Crawford nodded several times and looked out the window at the Romanesque spire of St. Bride’s. He had to remind himself that all this distressing business really might be true. He had seen what he’d seen, done what he’d done.

“Why have you caught their attentions?” he asked. “I suppose I can see now why the — the thing on the bridge recognized me, but why did it recognize you?”

“Oh, why do you suppose?” He was surprised to see a glint of tears in her eyes a moment before she angrily cuffed them away.

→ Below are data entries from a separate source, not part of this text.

PR #648, opened 2023-06-20
Update templates to use the latest version of RestSharp

### LINKED ISSUE #606: Upgrade package to use RestSharp v107+

We are attempting to update our application from using okta’s .Net SDK v5x to v6.0.1.
In doing so, we run into versioning errors with the RestSharp library now used by the v6 SDK.
The SDK uses v106 of the RestSharp library. RestSharp introduced breaking changes in v107, which was released in January of 2022. Because the SDK uses v106, and we have other packages that use later versions of RestSharp (108) - packages which we can’t downgrade - we cannot use the v6 SDK.

Request that the okta .net sdk be updated to use a more recent version of the RestSharp library.

Would affect all endpoints in the SDK.

https://restsharp.dev/v107/#restsharp-v107

### Additional Information?

_No response_

laura-rodriguez:
## Summary

Upgrades RestSharp dependency to 110.2.0. 

Upgrading to RestSharp 110.2.0 requires a few breaking changes. Some interfaces, such as IRestRequest or IRestResponse, no longer exist. Also, the RestClient configuration has been moved to a new class called `RestClientOptions`. 
Several tests were updated to align with the new version.

Models have been updated due to a bug fix in GetHashCode. Now, StringEnum properties are checked for null values before calling GetHashCode().

Fixes #606 
 

## Type of PR

- [ ] Bug Fix (non-breaking fixes to existing functionality)
- [ ] New Feature (non-breaking changes that add new functionality)
- [ ] Documentation update
- [x] Test Updates
- [ ] Other (Please describe the type)

## Test Information

- [ ] My PR required test updates 

.NET Version:
Os Version:

## Signoff
- [ ] I have submitted a CLA for this PR
- [ ] Each commit message explains what the commit does
- [ ] I have updated documentation to explain what my PR does
- [ ] My code is covered by tests if required
- [ ] I checked StyleCop warnings on my code

### DIFF
--- a/openapi3/templates/ApiClient.mustache
+++ b/openapi3/templates/ApiClient.mustache
@@ -37,7 +37,7 @@ namespace {{packageName}}.Client
     /// <summary>
     /// Allows RestSharp to Serialize/Deserialize JSON using our custom logic, but only when ContentType is JSON.
     /// </summary>
-    internal class CustomJsonCodec : IRestSerializer, ISerializer,IDeserializer
+    internal class CustomJsonCodec : IRestSerializer, ISerializer, IDeserializer
     {
         private readonly IReadableConfiguration _configuration;
         private static readonly string _contentType = "application/json";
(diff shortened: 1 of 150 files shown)


openapi3/templates/ApiClient.mustache
```diff
@@ -499,18 +522,51 @@ namespace {{packageName}}.Client
                 client.ClientCertificates = configuration.ClientCertificates;
             }
 
-            return client;
+            return client;*/
```
bryanapellanes-okta, line 525: Is it desirable to have the code generator generate a section of commented code like this?

src/Okta.Sdk/Okta.Sdk.csproj
```diff
@@ -20,13 +20,13 @@
   </PropertyGroup>
```
bryanapellanes-okta, line 20: Should the version be update to 7.0?

openapi3/templates/ApiClient.mustache
laura-rodriguez: Good catch, I'll clean up.

bryanapellanes-okta (approved):
👍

“Girls in that trade,” she went on, “may sometimes unknowingly have congress with adopted human members of that terrible family. Even a … brief connection of that sort looks like trespass to those creatures, suffices to rouse their jealousy.” Crawford glanced at her, but she was avoiding his eyes. “A month or so before you and I … met,” she said, “there was a young man, at an accommodation house in Mayfair. Afterward, he seemed ill at ease, more than the ordinary, and he urged me to enroll at the Magdalen Penitentiary in Highgate; he said the priests and sisters there could help me undo bad connections I’d made. I thought he was just another guilty Christian trying to salve his conscience after the fact, after the act … until I walked outside again.”

She shivered. “Right away, as soon as I was out under the night sky again, there was … webs in the air, and a smell like rainy streets, or broken stone, very strong. Old Carpace had made sure all the girls knew what to do when that happened, and she always made us wear some metal on our shoe soles at night — sometimes pattens, otherwise anything wired on — holed coins, spoons, eyeglasses.”